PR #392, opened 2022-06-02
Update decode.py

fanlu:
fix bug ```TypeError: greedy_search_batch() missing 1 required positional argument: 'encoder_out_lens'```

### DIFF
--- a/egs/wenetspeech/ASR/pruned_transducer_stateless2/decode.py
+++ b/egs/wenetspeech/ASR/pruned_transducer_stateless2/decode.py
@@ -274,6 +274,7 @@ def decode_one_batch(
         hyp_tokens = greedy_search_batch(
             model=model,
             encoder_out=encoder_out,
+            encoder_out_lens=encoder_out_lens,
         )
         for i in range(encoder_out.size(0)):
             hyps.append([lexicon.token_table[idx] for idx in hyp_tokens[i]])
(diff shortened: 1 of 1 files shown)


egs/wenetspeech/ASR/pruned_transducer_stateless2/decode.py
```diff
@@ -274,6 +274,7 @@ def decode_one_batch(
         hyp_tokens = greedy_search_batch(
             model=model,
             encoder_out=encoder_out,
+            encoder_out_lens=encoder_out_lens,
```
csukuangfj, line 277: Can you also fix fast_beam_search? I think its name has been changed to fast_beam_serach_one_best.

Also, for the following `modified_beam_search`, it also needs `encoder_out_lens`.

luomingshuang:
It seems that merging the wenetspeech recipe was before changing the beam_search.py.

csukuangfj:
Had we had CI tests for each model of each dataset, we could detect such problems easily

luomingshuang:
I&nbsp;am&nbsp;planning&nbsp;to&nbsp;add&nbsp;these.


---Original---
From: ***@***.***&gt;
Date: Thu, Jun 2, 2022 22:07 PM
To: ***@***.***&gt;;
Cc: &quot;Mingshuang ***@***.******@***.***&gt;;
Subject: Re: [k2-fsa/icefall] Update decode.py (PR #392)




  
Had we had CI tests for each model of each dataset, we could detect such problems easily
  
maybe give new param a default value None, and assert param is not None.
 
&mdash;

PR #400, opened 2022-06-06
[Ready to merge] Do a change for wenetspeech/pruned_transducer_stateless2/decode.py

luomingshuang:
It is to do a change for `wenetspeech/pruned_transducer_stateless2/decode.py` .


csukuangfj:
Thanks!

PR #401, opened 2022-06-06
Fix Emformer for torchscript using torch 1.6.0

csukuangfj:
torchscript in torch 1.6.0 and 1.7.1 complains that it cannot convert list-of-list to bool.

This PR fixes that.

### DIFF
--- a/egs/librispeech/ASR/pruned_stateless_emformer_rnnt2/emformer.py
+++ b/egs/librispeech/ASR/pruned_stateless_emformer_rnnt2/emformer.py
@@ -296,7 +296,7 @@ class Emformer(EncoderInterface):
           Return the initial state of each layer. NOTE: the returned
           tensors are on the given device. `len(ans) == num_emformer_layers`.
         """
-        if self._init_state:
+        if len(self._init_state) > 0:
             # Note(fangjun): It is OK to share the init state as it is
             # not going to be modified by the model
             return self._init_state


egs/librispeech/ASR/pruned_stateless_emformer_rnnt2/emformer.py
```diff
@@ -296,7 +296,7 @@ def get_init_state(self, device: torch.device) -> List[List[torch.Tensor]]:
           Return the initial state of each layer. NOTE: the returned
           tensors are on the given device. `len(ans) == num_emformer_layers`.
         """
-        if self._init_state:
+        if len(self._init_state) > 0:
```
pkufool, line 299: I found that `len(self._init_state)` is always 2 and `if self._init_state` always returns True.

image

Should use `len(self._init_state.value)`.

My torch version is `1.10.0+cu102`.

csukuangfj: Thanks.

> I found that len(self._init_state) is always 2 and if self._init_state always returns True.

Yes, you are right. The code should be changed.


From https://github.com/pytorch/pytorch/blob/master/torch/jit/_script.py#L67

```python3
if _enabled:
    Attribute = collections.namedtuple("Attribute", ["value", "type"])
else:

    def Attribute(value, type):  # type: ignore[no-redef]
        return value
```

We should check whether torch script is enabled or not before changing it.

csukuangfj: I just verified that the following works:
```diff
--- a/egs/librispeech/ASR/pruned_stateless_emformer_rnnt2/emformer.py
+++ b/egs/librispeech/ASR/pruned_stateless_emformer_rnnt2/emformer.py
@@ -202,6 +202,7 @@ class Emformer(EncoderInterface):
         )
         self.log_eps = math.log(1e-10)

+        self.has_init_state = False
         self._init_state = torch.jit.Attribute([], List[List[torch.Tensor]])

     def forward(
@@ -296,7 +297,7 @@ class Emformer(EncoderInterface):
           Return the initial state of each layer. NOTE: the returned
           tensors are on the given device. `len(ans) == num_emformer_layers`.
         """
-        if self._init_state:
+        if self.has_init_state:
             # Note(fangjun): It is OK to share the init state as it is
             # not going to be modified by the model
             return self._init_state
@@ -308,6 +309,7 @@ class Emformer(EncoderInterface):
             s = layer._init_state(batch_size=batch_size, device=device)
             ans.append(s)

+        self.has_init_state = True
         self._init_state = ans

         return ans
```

## THE TASK
The listing above is to be written out again word for word.

## EXERCISE ANSWER
PR #392, opened 2022-06-02
Update decode.py

fanlu:
fix bug ```TypeError: greedy_search_batch() missing 1 required positional argument: 'encoder_out_lens'```

### DIFF
--- a/egs/wenetspeech/ASR/pruned_transducer_stateless2/decode.py
+++ b/egs/wenetspeech/ASR/pruned_transducer_stateless2/decode.py
@@ -274,6 +274,7 @@ def decode_one_batch(
         hyp_tokens = greedy_search_batch(
             model=model,
             encoder_out=encoder_out,
+            encoder_out_lens=encoder_out_lens,
         )
         for i in range(encoder_out.size(0)):
             hyps.append([lexicon.token_table[idx] for idx in hyp_tokens[i]])
(diff shortened: 1 of 1 files shown)


egs/wenetspeech/ASR/pruned_transducer_stateless2/decode.py
```diff
@@ -274,6 +274,7 @@ def decode_one_batch(
         hyp_tokens = greedy_search_batch(
             model=model,
             encoder_out=encoder_out,
+            encoder_out_lens=encoder_out_lens,
```
csukuangfj, line 277: Can you also fix fast_beam_search? I think its name has been changed to fast_beam_serach_one_best.

Also, for the following `modified_beam_search`, it also needs `encoder_out_lens`.

luomingshuang:
It seems that merging the wenetspeech recipe was before changing the beam_search.py.

csukuangfj:
Had we had CI tests for each model of each dataset, we could detect such problems easily

luomingshuang:
I&nbsp;am&nbsp;planning&nbsp;to&nbsp;add&nbsp;these.


---Original---
From: ***@***.***&gt;
Date: Thu, Jun 2, 2022 22:07 PM
To: ***@***.***&gt;;
Cc: &quot;Mingshuang ***@***.******@***.***&gt;;
Subject: Re: [k2-fsa/icefall] Update decode.py (PR #392)




  
Had we had CI tests for each model of each dataset, we could detect such problems easily
  
maybe give new param a default value None, and assert param is not None.
 
&mdash;

PR #400, opened 2022-06-06
[Ready to merge] Do a change for wenetspeech/pruned_transducer_stateless2/decode.py

luomingshuang:
It is to do a change for `wenetspeech/pruned_transducer_stateless2/decode.py` .


csukuangfj:
Thanks!

PR #401, opened 2022-06-06
Fix Emformer for torchscript using torch 1.6.0

csukuangfj:
torchscript in torch 1.6.0 and 1.7.1 complains that it cannot convert list-of-list to bool.

This PR fixes that.

### DIFF
--- a/egs/librispeech/ASR/pruned_stateless_emformer_rnnt2/emformer.py
+++ b/egs/librispeech/ASR/pruned_stateless_emformer_rnnt2/emformer.py
@@ -296,7 +296,7 @@ class Emformer(EncoderInterface):
           Return the initial state of each layer. NOTE: the returned
           tensors are on the given device. `len(ans) == num_emformer_layers`.
         """
-        if self._init_state:
+        if len(self._init_state) > 0:
             # Note(fangjun): It is OK to share the init state as it is
             # not going to be modified by the model
             return self._init_state


egs/librispeech/ASR/pruned_stateless_emformer_rnnt2/emformer.py
```diff
@@ -296,7 +296,7 @@ def get_init_state(self, device: torch.device) -> List[List[torch.Tensor]]:
           Return the initial state of each layer. NOTE: the returned
           tensors are on the given device. `len(ans) == num_emformer_layers`.
         """
-        if self._init_state:
+        if len(self._init_state) > 0:
```
pkufool, line 299: I found that `len(self._init_state)` is always 2 and `if self._init_state` always returns True.

image

Should use `len(self._init_state.value)`.

My torch version is `1.10.0+cu102`.

csukuangfj: Thanks.

> I found that len(self._init_state) is always 2 and if self._init_state always returns True.

Yes, you are right. The code should be changed.


From https://github.com/pytorch/pytorch/blob/master/torch/jit/_script.py#L67

```python3
if _enabled:
    Attribute = collections.namedtuple("Attribute", ["value", "type"])
else:

    def Attribute(value, type):  # type: ignore[no-redef]
        return value
```

We should check whether torch script is enabled or not before changing it.

csukuangfj: I just verified that the following works:
```diff
--- a/egs/librispeech/ASR/pruned_stateless_emformer_rnnt2/emformer.py
+++ b/egs/librispeech/ASR/pruned_stateless_emformer_rnnt2/emformer.py
@@ -202,6 +202,7 @@ class Emformer(EncoderInterface):
         )
         self.log_eps = math.log(1e-10)

+        self.has_init_state = False
         self._init_state = torch.jit.Attribute([], List[List[torch.Tensor]])

     def forward(
@@ -296,7 +297,7 @@ class Emformer(EncoderInterface):
           Return the initial state of each layer. NOTE: the returned
           tensors are on the given device. `len(ans) == num_emformer_layers`.
         """
-        if self._init_state:
+        if self.has_init_state:
             # Note(fangjun): It is OK to share the init state as it is
             # not going to be modified by the model
             return self._init_state
@@ -308,6 +309,7 @@ class Emformer(EncoderInterface):
             s = layer._init_state(batch_size=batch_size, device=device)
             ans.append(s)

+        self.has_init_state = True
         self._init_state = ans

         return ans
```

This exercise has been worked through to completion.